_MATERIAL FOR THIS EXERCISE_
PR #864, opened 2015-10-07
Add mocking back in

bartvm:
Follows up on https://github.com/mila-udem/blocks/pull/861.

So, at first I tried to minimize the number of dependencies in `req-rtd.txt` and mock everything instead, since I figured that was faster and less error-prone than managing dependencies in RTD.

However, there's some strange bug that causes mocked modules to crash when `from * import *` or relative imports are used... (see [this SO question](https://stackoverflow.com/questions/32579380/mock-with-submodules-for-readthedocs)). Hence, mocking modules might just break the docs the moment someone uses a `from * import *` statement... So, I went the other direction and tried minimizing the number of modules that are mocked and am installing as many of the requirements as possible (so that the docs won't crash when someone adds imports in the future).

Everything builds without errors now I believe.


dmitriy-serdyuk:
I double checked, it runs without errors but with several warnings (I guess they were always there). Let's wait for tests and merge.

bartvm:
Yeah, those errors are all from the actual docstrings, unrelated to my PRs. They tend to sneak in because there's no tests that will fail when they appear.

dmitriy-serdyuk:
Future improvement: we should build documents when testing with Travis.

rizar:
Well, it will still not be the same environment as RTD.

It would be great to automatically run RTD for all pull requests though..

rizar:
@bartvm , can you please add us as maintainers of readthedocs project for Blocks?

dmitriy-serdyuk:
Congrats, we finally have API docs: http://blocks.readthedocs.org/en/latest/api/extensions.html.

bartvm:
Added @rizar and @vdumoulin, but @dmitriy-serdyuk doesn't exist according to RTD. I guess it ignores the existence of people with hyphens in their GitHub usernames?

dmitriy-serdyuk:
Try serdyuk.dmitriy@gmail.com

bartvm:
That seems to have worked!

Getting Travis to trigger RTD builds... Will probably require some trickery. The API of RTD is too limited, but there's a webhook we could use. First thing that comes to mind is something like:

* Generate an `rtd-build` branch, activate this branch on RTD
* Generate a [GitHub personal access token](https://help.github.com/articles/creating-an-access-token-for-command-line-use/)
* [Encrypt](http://docs.travis-ci.com/user/encryption-keys/) this token so that we can use it on Travis
* Make Travis use the token to push the current PR commit to the `rtd-build` branch
* Use the post-commit hook (`curl -X POST https://readthedocs.org/build/blocks`) to trigger builds
* Get the [latest builds using the API](https://read-the-docs.readthedocs.org/en/latest/api.html#method-get-api-v1-build-id-), match the current commit of the PR to the commit in the `setup` field of one of the builds of `rtd-build`
* Loop and wait until `state` reaches `finished`
* Return the value of the `success` to determine pass/failure of the test (optionally: parse `output` to determine if new warnings were introduced)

_EXERCISE_
Write out the whole listing exactly as it stands.

_EXPECTED ANSWER_
PR #864, opened 2015-10-07
Add mocking back in

bartvm:
Follows up on https://github.com/mila-udem/blocks/pull/861.

So, at first I tried to minimize the number of dependencies in `req-rtd.txt` and mock everything instead, since I figured that was faster and less error-prone than managing dependencies in RTD.

However, there's some strange bug that causes mocked modules to crash when `from * import *` or relative imports are used... (see [this SO question](https://stackoverflow.com/questions/32579380/mock-with-submodules-for-readthedocs)). Hence, mocking modules might just break the docs the moment someone uses a `from * import *` statement... So, I went the other direction and tried minimizing the number of modules that are mocked and am installing as many of the requirements as possible (so that the docs won't crash when someone adds imports in the future).

Everything builds without errors now I believe.


dmitriy-serdyuk:
I double checked, it runs without errors but with several warnings (I guess they were always there). Let's wait for tests and merge.

bartvm:
Yeah, those errors are all from the actual docstrings, unrelated to my PRs. They tend to sneak in because there's no tests that will fail when they appear.

dmitriy-serdyuk:
Future improvement: we should build documents when testing with Travis.

rizar:
Well, it will still not be the same environment as RTD.

It would be great to automatically run RTD for all pull requests though..

rizar:
@bartvm , can you please add us as maintainers of readthedocs project for Blocks?

dmitriy-serdyuk:
Congrats, we finally have API docs: http://blocks.readthedocs.org/en/latest/api/extensions.html.

bartvm:
Added @rizar and @vdumoulin, but @dmitriy-serdyuk doesn't exist according to RTD. I guess it ignores the existence of people with hyphens in their GitHub usernames?

dmitriy-serdyuk:
Try serdyuk.dmitriy@gmail.com

bartvm:
That seems to have worked!

Getting Travis to trigger RTD builds... Will probably require some trickery. The API of RTD is too limited, but there's a webhook we could use. First thing that comes to mind is something like:

* Generate an `rtd-build` branch, activate this branch on RTD
* Generate a [GitHub personal access token](https://help.github.com/articles/creating-an-access-token-for-command-line-use/)
* [Encrypt](http://docs.travis-ci.com/user/encryption-keys/) this token so that we can use it on Travis
* Make Travis use the token to push the current PR commit to the `rtd-build` branch
* Use the post-commit hook (`curl -X POST https://readthedocs.org/build/blocks`) to trigger builds
* Get the [latest builds using the API](https://read-the-docs.readthedocs.org/en/latest/api.html#method-get-api-v1-build-id-), match the current commit of the PR to the commit in the `setup` field of one of the builds of `rtd-build`
* Loop and wait until `state` reaches `finished`
* Return the value of the `success` to determine pass/failure of the test (optionally: parse `output` to determine if new warnings were introduced)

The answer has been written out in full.